<<<<

PR #174, opened 2021-05-12
Induction Journey Fixes

brandonfancher:
* "Ready to Join Eden" showed the induction journey graphic from the perspective of the Inviter instead of the Invitee. Fixed.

>>>>

Problem details:
Copy out the full listing above. Keep every word as it is.

Answer to the problem:
PR #174, opened 2021-05-12
Induction Journey Fixes

brandonfancher:
* "Ready to Join Eden" showed the induction journey graphic from the perspective of the Inviter instead of the Invitee. Fixed.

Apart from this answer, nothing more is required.